PR #54, opened 2019-06-20
don't render empty description lists

katehedgpeth:
#### Summary of changes
**Asana Ticket:** [🐞  Hide entire Content List ¶ if list of content is empty](https://app.asana.com/0/555089885850811/1122465604344968)

Prevents header of description lists from being rendered if the list has no contents.

<br>
Assigned to: @ryan-mahoney

### DIFF
--- a/apps/site/lib/site_web/views/content_view.ex
+++ b/apps/site/lib/site_web/views/content_view.ex
@@ -8,7 +8,7 @@ defmodule SiteWeb.ContentView do
 
   alias Content.Field.{File, Image, Link}
   alias Content.Paragraph
-  alias Content.Paragraph.{Callout, ColumnMulti, FareCard}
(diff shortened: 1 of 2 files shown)


apps/site/lib/site_web/views/content_view.ex
```diff
@@ -8,7 +8,7 @@ defmodule SiteWeb.ContentView do
 
   alias Content.Field.{File, Image, Link}
   alias Content.Paragraph
-  alias Content.Paragraph.{Callout, ColumnMulti, FareCard}
+  alias Content.Paragraph.{Callout, ColumnMulti, DescriptionList, FareCard}
```
amaisano: Wrong Paragraph. This is supposed to be for `ContentList.t()` -- empty content lists are still appearing on the website.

**WHAT THE TASK ASKS**
Beginning at the line with "#### Summary of changes", write out each line exactly as it stands until the listing ends, and add nothing.

**ANSWER BELOW**
#### Summary of changes
**Asana Ticket:** [🐞  Hide entire Content List ¶ if list of content is empty](https://app.asana.com/0/555089885850811/1122465604344968)

Prevents header of description lists from being rendered if the list has no contents.

<br>
Assigned to: @ryan-mahoney

### DIFF
--- a/apps/site/lib/site_web/views/content_view.ex
+++ b/apps/site/lib/site_web/views/content_view.ex
@@ -8,7 +8,7 @@ defmodule SiteWeb.ContentView do
 
   alias Content.Field.{File, Image, Link}
   alias Content.Paragraph
-  alias Content.Paragraph.{Callout, ColumnMulti, FareCard}
(diff shortened: 1 of 2 files shown)


apps/site/lib/site_web/views/content_view.ex
```diff
@@ -8,7 +8,7 @@ defmodule SiteWeb.ContentView do
 
   alias Content.Field.{File, Image, Link}
   alias Content.Paragraph
-  alias Content.Paragraph.{Callout, ColumnMulti, FareCard}
+  alias Content.Paragraph.{Callout, ColumnMulti, DescriptionList, FareCard}
```
amaisano: Wrong Paragraph. This is supposed to be for `ContentList.t()` -- empty content lists are still appearing on the website.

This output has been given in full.